The success of deep learning has encouraged its applications in decoding error-correcting codes, e.g., LDPC decoding. In this paper, we propose a model-driven deep learning method for normalized min-sum (NMS) low-density parity-check (LDPC) decoding, namely neural NMS (NNMS) LDPC decoding network. By unfolding the iterative decoding progress between checking nodes (CNs) and variable nodes (VNs) into a feed-forward propagation network, we can harvest the benefits of both the model-driven deep learning and the conventional normalized min-sum (NMS) LDPC decoding method. In addition, we proposed a shared parameters NNMS with the LeakyReLU and a 12-bit quantizer (SNNMS-LR-Q) which reduces the number of required multipliers and correction factors by sharing parameters, increasing the nonlinear fitting ability by adding LeakyReLU. By utilizing the 12-bit quantizer, we can improve the confrontation ability.

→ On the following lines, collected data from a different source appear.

PR #527, opened 2026-07-12
Diag bridge code from key

### LINKED ISSUE #526: Allow using a diagnostic value as the fault code
## Summary

On our robots we have a preexisting set of codes in our diagnostics, embedded in the key value pairs. These aren't really fault codes, they are tokens used to map to end user facing translations of the diagnostics.

In order to phase medkit into our system it will be preferable to leverage some of the existing codes we have.

---

Adding a option in the diagnostic bridge to extract a diagnostic value as the fault code

---

nnarain:
# Pull Request

Hey guys. Finally getting around to putting medkit on our robots. Well hopefully haha.

## Summary

On our robots we have a preexisting set of codes in our diagnostics, embedded in the attributes. These aren't really fault codes, they are tokens used to map to end user facing translations of the diagnostics.

In order to phase medkit into our system it will be preferable leverage some of the existing code we have.

This MR adds an option to specify a diagnostic attribute that contains the desired fault code. 

---

## Issue

- closes #526 

---

## Type

- [ ] Bug fix
- [x] New feature or tests
- [ ] Breaking change
- [ ] Documentation only

---

## Testing

Unit test and local testing

image

---

## Checklist


src/ros2_medkit_diagnostic_bridge/src/diagnostic_bridge_node.cpp
```diff
@@ -86,13 +90,23 @@ void DiagnosticBridgeNode::process_diagnostic(const diagnostic_msgs::msg::Diagno
...
+  const auto it = name_to_code_.find(diagnostic_name);
   if (it != name_to_code_.end()) {
     return it->second;
   }
 
+  // Check if the diagnostic contains any attributes that contain a code
+  if (!keyvalue_codes_.empty()) {
+    for (const auto & key_value : status.values) {
+      if (keyvalue_codes_.count(key_value.key) > 0) {
+        return key_value.value;
```
mfaferek93: tiny edge case :D 
if a configured key is present but its value is empty, this returns "", and process_diagnostic then drops the fault entirely, right? before auto-generate can step in
A quick `if (!key_value.value.empty())` guard would let an empty attribute fall through to the name-based code instead of silently swallowing the fault

src/ros2_medkit_diagnostic_bridge/src/diagnostic_bridge_node.cpp
```diff
@@ -38,6 +38,10 @@ void DiagnosticBridgeNode::load_parameters() {
   diagnostics_topic_ = declare_parameter<std::string>("diagnostics_topic", "/diagnostics");
   auto_generate_codes_ = declare_parameter<bool>("auto_generate_codes", true);
 
+  std::vector<std::string> keyvalue_codes =
+      declare_parameter<std::vector<std::string>>("keyvalue_codes", std::vector<std::string>());
```
mfaferek93, line 42: Would you mind adding `keyvalue_codes` to the `Parameters` table in README.md (right after the `name_to_code` row), plus a line in the example config block below it?
Right now it's only discoverable from the source, and it's a genuinely handy knob for anyone layering medkit onto existing diagnostics.

src/ros2_medkit_diagnostic_bridge/src/diagnostic_bridge_node.cpp
```diff
@@ -86,13 +90,23 @@ void DiagnosticBridgeNode::process_diagnostic(const diagnostic_msgs::msg::Diagno
...
   if (it != name_to_code_.end()) {
     return it->second;
   }
 
+  // Check if the diagnostic contains any attributes that contain a code
+  if (!keyvalue_codes_.empty()) {
+    for (const auto & key_value : status.values) {
+      if (keyvalue_codes_.count(key_value.key) > 0) {
+        return key_value.value;
+      }
```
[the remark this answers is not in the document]
mfaferek93: Honestly this only matters if you ever configure more than one key: the match walks status.values in message order, so if a status happens to carry two of your keys, the winner is just whichever the publisher listed first. If you'd rather that be predictable, looping over your configured keys instead makes the first-declared one win. It can be something like this:
```
for (const auto & key : keyvalue_codes_) {
  for (const auto & kv : status.values) {
    if (kv.key == key) return kv.value;
  }
}
```
I leave it up to you @nnarain

mfaferek93 (commented):
Thanks for this! Great to see medkit going onto real robots, and reusing your existing diagnostic codes to phase it in is exactly what the bridge is for. A couple of small, non-blocking suggestions :)

src/ros2_medkit_diagnostic_bridge/src/diagnostic_bridge_node.cpp
nnarain: good call

src/ros2_medkit_diagnostic_bridge/src/diagnostic_bridge_node.cpp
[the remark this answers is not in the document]
nnarain: we only have the one code we use in the diagnostics. I extended it to multiples as it was easy enough to do. Opted to make the output based on the order specified in the parameter list.

mfaferek93 (approved):
Looks good to me!

PR #530, opened 2026-07-13
Fault scope: external Component owns its fault_manager faults (#516)

### LINKED ISSUE #516: Fault scope: external Component with no bound Apps cannot own its fault_manager faults
## Summary

`collect_app_fqn()` in `src/ros2_medkit_gateway/src/core/faults/fault_scope.cpp` has the external rule: an external App with an empty `effective_fqn()` contributes its own entity id as a fault-scope owner, so faults reported to the fault_manager under that id roll up correctly.

There is no equivalent for Components. `collect_component_app_fqns()` only aggregates child Apps, so a protocol-plugin device modeled as an external Component with no child Apps (a PLC, a fieldbus device, any non-ROS asset) can never own its fault_manager faults:

- `GET /components/<device>/faults` source filtering resolves an empty scope.
- `Function.hosts` -> Component: `collect_function_app_fqns()` already dispatches Component hosts, but the Component contributes nothing, so the Function rollup silently misses the device's faults.

The only workaround is injecting a synthetic child App per device whose sole purpose is carrying fault-scope ownership - a hollow entity that serves no data and pollutes the tree.

---

Mirror the App rule: an external Component whose Apps contribute no fqns (including the no-Apps case) contributes its own entity id to the scope. Non-external Components keep the current behavior for the same reason unbound ROS Apps do - an unbound entity must not claim faults it never reported.

---

With this rule a manifest Function can host device Components directly and the rollup spans them - no synthetic Apps needed.

bburda:
## Summary

An external Component is a non-ROS device (a PLC, a fieldbus node) that a protocol plugin bridges into SOVD. Before this change, such a Component could not own its fault_manager faults. `collect_component_app_fqns` only collected the FQNs of child Apps. A device modeled as a Component with no child App resolved to an empty fault scope. So `GET /components/<device>/faults` returned nothing, and a Function or Area that hosted the device also missed its faults. The only workaround was to add a fake child App per device, only to carry fault ownership.

This change gives Components the same `external` rule that Apps already have:

- `Component` gets an `external` field (tri-state `optional<bool>`, like `App::external`). It is read from the manifest `external:` key and merged across discovery layers with the same rule: a layer that does not set it never clears a value set by another layer (for example a plugin), and an explicit manifest value stays authoritative.
- In fault scope, an external Component whose child Apps contribute no FQNs (including the case of no Apps) owns its own entity id. A non-external Component with no Apps still resolves to an empty scope, so it cannot claim faults it never reported.
- The change is in one helper, so it fixes the Component, Area, and Function rollups at once, plus the plugin fault path.

A Function or Area can now host a device Component directly and roll up its faults. No fake App is needed.

The change also exposes the `external` flag on the REST wire as `x-medkit.external`, for both Components and Apps. Apps did not expose it before. The flag is written only when it is true, so entities that are not external keep the same wire shape as before.

This change is additive. A Component without an explicit `external: true` is treated exactly as before, so existing manifests do not change behavior.

---

## Issue

- closes #516

---

## Type

- [x] New feature or tests

---

## Testing

A new end-to-end launch test drives the real gateway and fault_manager over HTTP:

- an external Component reports a fault under its own id; the fault appears on the component, function, and area routes;
- an internal (ROS) Component reports a fault under its own id; the test first confirms the fault is on the server-wide `/faults` list, then checks that it does not appear on the component route (the guardrail);
- `x-medkit.external` is present on the external Component and App and absent on the internal one; the asset-identity nameplate is present on both.

Unit tests cover the model field, the manifest parse, the cross-layer merge, the fault-scope resolution for the component/area/function routes, the DTO output, and the handler wire output.

Run the end-to-end test:

```
colcon build --packages-up-to ros2_medkit_integration_tests
./scripts/test.sh test_external_component_fault_rollup
```

---

## Checklist

- [x] Breaking changes are clearly described (no breaking changes; the field is additive)

### DIFF
--- a/src/ros2_medkit_gateway/include/ros2_medkit_gateway/dto/x_medkit.hpp
+++ b/src/ros2_medkit_gateway/include/ros2_medkit_gateway/dto/x_medkit.hpp
@@ -103,6 +103,7 @@ inline constexpr std::string_view dto_name<XMedkitArea> = "XMedkitArea";
 //
 // Also used in sub-collection responses (depends-on, subcomponents, hosts, contains, etc.):
 //   missing           <- true when component reference cannot be resolved
+//   external          <- comp.external, non-ROS external asset classification (#516)
 //
 // Note: "parentComponentId" uses camelCase on the wire per discovery_handlers.cpp.
 // "dependsOn" uses camelCase on the wire per discovery_handlers.cpp.
@@ -122,7 +123,8 @@ struct XMedkitComponent {
   // "_provenance"). Free-form JSON so the DTO layer reuses the exact
   // serialization emitted by Component::to_json and consumed by peer parsing.
   std::optional<nlohmann::json> identity;
-  std::optional<bool> missing;  // broken reference sentinel
+  std::optional<bool> missing;   // broken reference sentinel
+  std::optional<bool> external;  // non-ROS external asset classification (#516)
 };
 
 template <>
@@ -132,7 +134,8 @@ inline constexpr auto dto_fields<XMedkitComponent> = std::make_tuple(
     field("dependsOn", &XMedkitComponent::depends_on), field("area", &XMedkitComponent::area),
     field("variant", &XMedkitComponent::variant), field("description", &XMedkitComponent::description),
     field("contributors", &XMedkitComponent::contributors), field("capabilities", &XMedkitComponent::capabilities),
-    field("identity", &XMedkitComponent::identity), field("missing", &XMedkitComponent::missing));
+    field("identity", &XMedkitComponent::identity), field("missing", &XMedkitComponent::missing),
+    field("external", &XMedkitComponent::external));
 
 template <>
 inline constexpr std::string_view dto_name<XMedkitComponent> = "XMedkitComponent";
@@ -149,6 +152,7 @@ inline constexpr std::string_view dto_name<XMedkitComponent> = "XMedkitComponent
 //
 // Also used in sub-collection responses (depends-on, hosts, function-hosts):
 //   missing       <- true when app reference cannot be resolved
+//   external      <- app.external, non-ROS external asset classification (#516/#517)
 // ---------------------------------------------------------------------------
 struct XMedkitApp {
   std::optional<XMedkitRos2> ros2;
@@ -156,14 +160,16 @@ struct XMedkitApp {
   std::optional<bool> is_online;
   std::optional<std::string> component_id;
   std::optional<std::vector<std::string>> contributors;
-  std::optional<bool> missing;  // broken reference sentinel
+  std::optional<bool> missing;   // broken reference sentinel
+  std::optional<bool> external;  // non-ROS external asset classification (#516/#517)
 };
 
 template <>
 inline constexpr auto dto_fields<XMedkitApp> =
     std::make_tuple(field("ros2", &XMedkitApp::ros2), field("source", &XMedkitApp::source),
                     field("is_online", &XMedkitApp::is_online), field("component_id", &XMedkitApp::component_id),
-                    field("contributors", &XMedkitApp::contributors), field("missing", &XMedkitApp::missing));
+                    field("contributors", &XMedkitApp::contributors), field("missing", &XMedkitApp::missing),
+                    field("external", &XMedkitApp::external));
 
 template <>
 inline constexpr std::string_view dto_name<XMedkitApp> = "XMedkitApp";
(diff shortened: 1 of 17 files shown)


src/ros2_medkit_gateway/include/ros2_medkit_gateway/dto/x_medkit.hpp
```diff
@@ -122,7 +123,8 @@ struct XMedkitComponent {
   // "_provenance"). Free-form JSON so the DTO layer reuses the exact
   // serialization emitted by Component::to_json and consumed by peer parsing.
   std::optional<nlohmann::json> identity;
-  std::optional<bool> missing;  // broken reference sentinel
+  std::optional<bool> missing;   // broken reference sentinel
+  std::optional<bool> external;  // non-ROS external asset classification (#516)
```
mfaferek93, line 128: The "explicit-false serializes as absent" contract isn't enforced here: JsonWriter emits any optional that has a value, so `external = false` goes on the wire as `false`. It holds today only because all six emit sites guard with `value_or(false)` and never assign the raw optional - but manifest_parser sets explicit false and merge_pipeline preserves it, so one natural `x.external = component.external;` breaks it. Consider true-or-absent semantics at the DTO layer instead of the scattered guards.

src/ros2_medkit_gateway/src/http/handlers/discovery_handlers.cpp
```diff
@@ -561,6 +561,9 @@ DiscoveryHandlers::get_components(const http::TypedRequest & req) {
       if (!component.identity.empty()) {
         x_medkit_comp.identity = component.identity.to_json();
       }
+      if (component.external.value_or(false)) {
+        x_medkit_comp.external = true;
```
mfaferek93: You set `external` here (and on the other three list/detail routes: 698/985/1126), but the relationship/sub-collection routes never get it: area-components:339, subcomponents:779, component-hosts:853, depends-on:913, contains:484, function-hosts:1574. On those `absence == not external` (component.hpp:109) is false, so a device browsed via a relationship route reads as a plain ROS component - and since #516 gives it its own fault scope, a consumer classifying ownership off a relationship item misclassifies. Add the same guard on each, or narrow the documented invariant to "sub-collections are navigation-only".

src/ros2_medkit_gateway/src/discovery/manifest/manifest_parser.cpp
```diff
@@ -255,6 +255,13 @@ Component ManifestParser::parse_component(const YAML::Node & node) const {
   comp.source = "manifest";
   comp.identity = parse_identity(node);
 
+  // Preserve the omitted-vs-explicit distinction: an absent `external:` key
+  // leaves nullopt so the hybrid merge cannot let a stub's default erase a
+  // plugin's introspected classification (#516, mirrors the App rule #517).
+  if (node["external"]) {
+    comp.external = node["external"].as<bool>();
```
mfaferek93, line 262: `parse_asset` doesn't do the same, and `external` is missing from its `structural` set (:287), so an `assets:` entry with `external: true` silently falls through to `identity.extra["external"]` and never classifies. Assets are the inventory path for the PLC/fieldbus hardware #516 exists for - mirror this in parse_asset and add `external` to `structural`.

src/ros2_medkit_gateway/include/ros2_medkit_gateway/dto/x_medkit.hpp
bburda: Fixed. All eleven sites that emit a Component or App x-medkit now go through one helper, set_x_medkit_external(dto, entity.external). It is the only place that writes the field: it sets true or leaves it absent, so no call site can assign the raw optional and put external: false on the wire.

src/ros2_medkit_gateway/src/http/handlers/discovery_handlers.cpp
bburda: Fixed with option (a). external is now emitted on the relationship and sub-collection routes too: area-components, area-contains, subcomponents, component depends-on, app depends-on, component-hosts, function-hosts. They use the same helper, so absence == not external holds on every route that carries the entity x-medkit. Non-external items keep the same shape. Added handler tests for the subcomponents and hosts projections.

src/ros2_medkit_gateway/src/discovery/manifest/manifest_parser.cpp
bburda: Fixed. parse_asset now reads external, and external is added to its structural key set, so an assets: entry with external: true classifies the Component instead of falling through to identity.extra. Tri-state is preserved, same as parse_component. Added a parser test for true, false, and omitted, and that the key does not land in the identity extras.

mfaferek93 (approved):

Thorough experiments with different code lengths, code rates, channel conditions, and check matrices are implemented to demonstrate the advantages and robustness of our proposed networks. The BER performance of the proposed NNMS is 1.5 dB better than the NMS, using fewer iterations. Meanwhile, The SNNMS-LR-Q outperforms the NNMS regarding the BER performance and efficiency.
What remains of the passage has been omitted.